A pesar de ser prieto, panzón y antipático, a Ana Laura le simpatizó mucho el hijo del político, lo cual no pasó inadvertido para éste, quien empezó a cortejar sin decirlo a nadie, a la hermana de su amigo. Sin embargo, llegó el momento en el que las cosas no pudieron ocultarse más, e Ignacio se decidió a hablar con los padres de Ana Laura para pedir su consentimiento para aquella relación.
A pesar de no gustarles mucho el tipo racial de Ignacio, los padres de Román y Ana Laura aceptaron que él se convirtiera en novio formal de su hija, pues detrás del muchacho había mucho poder político, influencias y, sobre todo, dinero.
Quien no estuvo de acuerdo con el noviazgo fue Román, ya que consideraba que Ignacio lo traicionaba al pretender relacionarse con su hermana. Primero habló con Ana Laura para pedirle que cortara aquella relación, pero su hermana lo ignoró; entonces se presentó a sus padres y trató de hacerles notar que además de vago, briago y drogadicto, Ignacio era un indio ladino que solamente traería desgracias a su hermana.
Los padres trataron de hacerle notar que los tiempos no estaban como para fijarse en racismos idiotas, que en los tiempos modernos lo único que no podía perdonarse era la pobreza y que Ignacio era un hombre que tenía asegurada su fortuna hasta la cuarta o quinta generación de su descendencia.

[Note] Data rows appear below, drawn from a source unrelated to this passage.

PR #930, opened 2022-07-05
fix "Uncaught TypeError: this.getFolderContents is not a function"

idgserpro:
fix error "Uncaught TypeError: this.getFolderContents is not a function" when trying to open a folder in the navigation tree


wesleybl (approved):
LGTM

PR #834, opened 2023-03-12
TileMode for selection, (plus some other fixes)

Variable-ind:
1. A compact version of tile-mode for selections
2. Fixed some bugs with the ORIGINAL tile mode (Image brushes needed to be adjusted)

https://user-images.githubusercontent.com/77773850/224560348-ac7f0663-59c2-4b44-81d0-a8279a949428.mp4


OverloadedOrama:
In that case maybe we should keep it in the Selection menu, but make it a checkbox. If in the future there is a need to group different selection behaviors, we could create a Behavior sub-menu then.

OverloadedOrama (approved):
Thanks!

PR #835, opened 2023-03-15
Spritesheet Animation Canvas Preview

Variable-ind:
even though pixelorama is designed to make sprite-sheets frame by frame instead of all in one frame
BUT...
still many still make entire sprite-sheets on a single frame/image (and complain about animating afterwards LOL)
This will now be possible

https://user-images.githubusercontent.com/77773850/225286066-b24bf367-435f-4719-a095-4bb2f32d6ac7.mp4


OverloadedOrama (approved):
Thanks!

PR #839, opened 2023-03-26
Vector layers

mrtripie:
- Currently experimental
- Plan is to have a text tool implemented for the first version, new shapes and tools to edit them can be added later


OverloadedOrama:
An idea I had that could simplify vector layers a lot was to wait for Godot 4.2 and use `Image.load_svg_from_string()`. We could store all vector data in SVG format inside the vector cels, then compose a string and draw the vector shapes using that method. This should work well, although I can see two potential issues:
- We will still need to handle text differently, as Godot can't load svg images that have text, unless they're being rendered as paths.
- We would need to re-generate the entire SVG string every time a vector shape changes, which could potentially be slow for large images or for cels that contain a lot of vector data.

Issue #842, opened 2023-04-06
mirrored drawing line(s) is not centered by default


ShadowFungi:
**Pixelorama version: 0.10.3**

**OS/device including version: ArchLinux - 6.2.9-arch1-1**

**Issue description: Mirrored/symmetrical drawing line(s) is not centered, thus causing the right pixels to be cut off when drawing too far to the left, or the left side not touching the edging if drawing to the right.**

**Steps to reproduce:**

1. create a 32x32 document
2. enable horizontal mirrored drawing (left/right mirror)
3. draw from "centered" line to right edge of canvas
4. notice that a pixel is missing on the left side

PR #843, opened 2023-04-09
fixed mirrored drawing

ChrisTs8920:
Issue #842.


OverloadedOrama (commented):
Thank you for the contribution! I don't think this is the correct approach, as this offsets the mirrored pixels by one pixel, which makes the symmetry look wrong. What issue #842 is referring to is the default placement of the symmetry axes. I think simply removing "+ 0.5" from lines 73, 74, 79 and 80 in Project.gd should be a better solution.

PR #848, opened 2023-04-22
Update .desktop file and add new MimeInfo

luiq54:
Pixelorama's .desktop file now contains all the file types it can open by default (Used by DEs to provide app suggestions in context menus).
Also adds a MimeInfo file for `.pxo`. It provides context for the format and can be used by packages to register and associate the file format with the application (like flatpak)


OverloadedOrama (approved):
Thank you!

PR #851, opened 2023-04-30
Signal api

Variable-ind:
Added a SignalsAPI to easily connect and disconect important signals like:
`project_changed`
`cel_changed`
`color_changed`
`texture_changed` (this one gets emitted whenever current cel's texture is changed. it also auto-adjusts to a new "current cel" if project or cel is selected, useful for extensions like voxelorama that may need to hide/show depth indicators as soon as a pixel is drawn/erased)

Added a new method `get_cel_info_at()` to ProjectAPI


OverloadedOrama (approved):
Thanks!

PR #854, opened 2023-05-06
Fix top color picking

Variable-ind:
The "Current layer" mode was able to pick-colors from a locked layer, while the "Top Color" mode was not;
this will fix that issue (i only needed to see if layer was visible or not)


OverloadedOrama (approved):
Thanks!

PR #857, opened 2023-05-10
[Targeted for 0.11.0] Fix Onion skin settings don't save between runs

### LINKED ISSUE #757: Onion skin settings don't save between runs
**Pixelorama version:**
 v0.10-2 stable

 Windows 10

La única persona que entendía los motivos de Román era su abuela, quien acariciándole la cabeza le dijo que contara con todo su apoyo para impedir aquella unión que manchaba el lustre de los apellidos de la familia. Sin pensarlo, Román manejó hasta la casa en que habitaba Ignacio, a quien encontró nadando desnudo en compañía de Ana Laura, y después de insultarlos trató de llevarse a su hermana por la fuerza. “Cálmate, Román, si sigues así voy a tener que llamar a mis guarros para que te saquen a patadas”, le espetó Ignacio, y éste, como toda respuesta, sacó una navaja de muelle que llevaba escondida en la guayabera, clavándosela una y otra vez a su amigo y cuñado, hasta que el pobre dejó de respirar.

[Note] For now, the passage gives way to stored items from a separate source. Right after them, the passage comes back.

PR #858, opened 2023-05-13
[Targeted for 0.11.0] Changes to PanelAPI

Variable-ind:
1. Added tab is now set by layout instead of specifying an "alongside_node"
2. Added tab is now shown in the Panels Sub menu
3. Yields are no longer needed in extension code, instead it is carried out by ExtensionAPI itself

**Extension code for testing**
```swift
extends Node

var tab
# This script acts as a setup for the extension
func _enter_tree() -> void:
	# add a test panel as a tab
	tab = Panel.new()
	tab.name = "test"
	ExtensionsApi.panel.add_node_as_tab(tab)

func _exit_tree() -> void:
	ExtensionsApi.panel.remove_node_from_tab(tab)
```

### DIFF
--- a/src/Autoload/ExtensionsAPI.gd
+++ b/src/Autoload/ExtensionsAPI.gd
@@ -2,14 +2,14 @@
 extends Node
 
 # use these variables in your extension to access the api
-var general = GeneralAPI.new()
-var menu = MenuAPI.new()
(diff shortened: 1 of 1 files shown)


OverloadedOrama (approved):
Thanks!

PR #861, opened 2023-05-16
[Continuation] Auto select cloned frames, reuse tag animations

Variable-ind:
Continuation of #648,
in the original pull request i wanted that on cloning, the newly cloned frames are all selected by default so that if one wishes to clone animations (as shown below) then this would make it easier but i gave up half way cause i couldn't figure out how...

with my recent attempt, i've successfully implemented this feature
### Applications:
1) easily create animations with twice the speed

https://github.com/Orama-Interactive/Pixelorama/assets/77773850/59b2ef7f-a335-4fba-91f9-066e97236322

2) Another useful application of this is to easily create animations similar to the one in the video below (if you analyze the video, you will notice many instances where a single animation is played again and again with an offset which as a whole makes it beautiful) https://youtu.be/Kh-KrYun8SY


Variable-ind:
with the cels now being selected automatically, i also took the liberty of adding the ability to re-use already existing tag animations as you see below

https://github.com/Orama-Interactive/Pixelorama/assets/77773850/4a650b83-b803-4fe6-9423-44922640e56c

OverloadedOrama (approved):
Looks good to me, thanks!

PR #862, opened 2023-05-16
[Targeted for 0.11.0] Make Onion skin update live with the "Move" tool

Variable-ind:
While using the "Move" tool, the onion skin will move it's past and future frames accordingly if they are in selected cels to give a better idea of where it will land,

El escándalo fue en silencio, pues involucraba a personajes de dos de las familias más connotadas de Chiapas, y no se publicó una sola letra al respecto en la prensa. Ignacio fue velado y sepultado con la mayor discreción, y Román, en lugar de pudrirse en la cárcel, terminó sus días en un manicomio de lujo en el que lo atiborraban de ansiolíticos, para tratar de que, por lo menos, viera con optimismo lo acontecido.